## [Exercise]
Go through the entries and say how many lines contain the string "have". The number is the whole answer.
:: Data for processing
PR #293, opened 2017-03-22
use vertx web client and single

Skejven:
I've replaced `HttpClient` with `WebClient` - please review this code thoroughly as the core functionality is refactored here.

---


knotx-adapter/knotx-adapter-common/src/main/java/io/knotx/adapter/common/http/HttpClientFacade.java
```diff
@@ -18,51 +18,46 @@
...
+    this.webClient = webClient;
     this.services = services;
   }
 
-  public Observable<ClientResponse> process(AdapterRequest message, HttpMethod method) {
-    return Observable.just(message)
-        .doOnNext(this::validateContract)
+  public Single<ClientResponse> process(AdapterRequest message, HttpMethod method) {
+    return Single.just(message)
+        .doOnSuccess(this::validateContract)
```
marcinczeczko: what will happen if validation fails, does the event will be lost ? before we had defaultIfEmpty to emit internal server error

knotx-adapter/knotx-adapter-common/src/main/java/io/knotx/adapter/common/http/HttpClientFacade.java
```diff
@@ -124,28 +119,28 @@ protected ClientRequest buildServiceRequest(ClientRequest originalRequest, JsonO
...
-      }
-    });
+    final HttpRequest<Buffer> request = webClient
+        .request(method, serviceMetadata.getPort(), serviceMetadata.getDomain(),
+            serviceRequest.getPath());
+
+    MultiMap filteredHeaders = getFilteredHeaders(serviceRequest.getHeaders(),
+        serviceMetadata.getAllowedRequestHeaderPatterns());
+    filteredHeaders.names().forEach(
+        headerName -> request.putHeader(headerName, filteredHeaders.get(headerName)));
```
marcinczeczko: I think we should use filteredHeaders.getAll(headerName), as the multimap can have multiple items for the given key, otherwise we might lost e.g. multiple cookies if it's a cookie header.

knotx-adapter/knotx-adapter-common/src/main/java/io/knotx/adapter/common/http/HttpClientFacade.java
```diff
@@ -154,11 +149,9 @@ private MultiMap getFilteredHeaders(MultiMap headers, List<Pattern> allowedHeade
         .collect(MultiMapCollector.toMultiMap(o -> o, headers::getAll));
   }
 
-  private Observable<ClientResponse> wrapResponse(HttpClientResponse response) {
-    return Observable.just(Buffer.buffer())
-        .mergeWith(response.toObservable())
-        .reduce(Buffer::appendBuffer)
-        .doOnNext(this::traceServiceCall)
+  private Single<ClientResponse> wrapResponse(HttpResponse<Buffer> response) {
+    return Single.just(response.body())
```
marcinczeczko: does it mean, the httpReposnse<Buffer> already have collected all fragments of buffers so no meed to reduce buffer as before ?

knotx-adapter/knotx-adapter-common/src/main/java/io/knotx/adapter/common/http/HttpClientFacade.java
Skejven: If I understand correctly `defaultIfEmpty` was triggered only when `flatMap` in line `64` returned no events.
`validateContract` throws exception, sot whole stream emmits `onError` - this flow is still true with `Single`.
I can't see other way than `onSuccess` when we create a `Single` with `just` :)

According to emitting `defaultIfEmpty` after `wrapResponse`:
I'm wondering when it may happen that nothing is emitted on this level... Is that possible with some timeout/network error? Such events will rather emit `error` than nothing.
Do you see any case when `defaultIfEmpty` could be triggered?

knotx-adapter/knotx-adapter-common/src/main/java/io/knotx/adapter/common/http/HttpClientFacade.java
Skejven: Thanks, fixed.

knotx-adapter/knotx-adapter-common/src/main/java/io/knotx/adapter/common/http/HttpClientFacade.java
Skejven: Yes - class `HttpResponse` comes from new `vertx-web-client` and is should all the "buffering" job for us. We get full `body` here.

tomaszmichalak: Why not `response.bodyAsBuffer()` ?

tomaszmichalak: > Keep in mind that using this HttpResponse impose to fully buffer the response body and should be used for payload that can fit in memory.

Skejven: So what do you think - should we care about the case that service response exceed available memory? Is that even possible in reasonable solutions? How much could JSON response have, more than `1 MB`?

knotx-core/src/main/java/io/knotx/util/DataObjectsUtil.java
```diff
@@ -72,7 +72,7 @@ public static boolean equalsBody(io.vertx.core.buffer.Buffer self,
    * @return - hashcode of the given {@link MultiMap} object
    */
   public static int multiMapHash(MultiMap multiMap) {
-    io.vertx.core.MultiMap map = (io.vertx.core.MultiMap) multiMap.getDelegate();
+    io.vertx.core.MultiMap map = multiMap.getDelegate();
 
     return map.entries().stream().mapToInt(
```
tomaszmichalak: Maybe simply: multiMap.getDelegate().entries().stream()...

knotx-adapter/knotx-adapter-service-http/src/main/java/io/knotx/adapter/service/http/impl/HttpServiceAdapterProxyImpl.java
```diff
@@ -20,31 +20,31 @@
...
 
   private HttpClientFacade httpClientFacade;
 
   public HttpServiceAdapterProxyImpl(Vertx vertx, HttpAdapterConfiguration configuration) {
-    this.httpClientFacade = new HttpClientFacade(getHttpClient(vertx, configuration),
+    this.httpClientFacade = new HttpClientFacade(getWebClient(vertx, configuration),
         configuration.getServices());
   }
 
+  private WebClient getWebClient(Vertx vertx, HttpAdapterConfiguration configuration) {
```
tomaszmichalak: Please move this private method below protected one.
::::
## [Exercise result]
3